WORK ORDER
Go through the entries and say how many lines contain the string "created". The number is the whole answer.

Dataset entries
▽

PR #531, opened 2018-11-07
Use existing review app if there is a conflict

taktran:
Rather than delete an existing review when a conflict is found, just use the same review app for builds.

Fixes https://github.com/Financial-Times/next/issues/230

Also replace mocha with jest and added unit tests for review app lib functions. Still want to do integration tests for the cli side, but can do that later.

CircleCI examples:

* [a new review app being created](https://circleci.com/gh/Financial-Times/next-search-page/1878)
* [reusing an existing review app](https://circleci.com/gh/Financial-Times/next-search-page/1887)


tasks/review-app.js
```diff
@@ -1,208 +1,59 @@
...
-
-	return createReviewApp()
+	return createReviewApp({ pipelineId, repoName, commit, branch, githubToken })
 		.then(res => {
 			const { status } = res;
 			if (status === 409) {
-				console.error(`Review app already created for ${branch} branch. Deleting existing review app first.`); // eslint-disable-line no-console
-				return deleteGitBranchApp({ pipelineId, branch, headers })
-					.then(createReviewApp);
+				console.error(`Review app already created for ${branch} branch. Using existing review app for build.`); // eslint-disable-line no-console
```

△

SOLUTION FOR THIS PROBLEM
3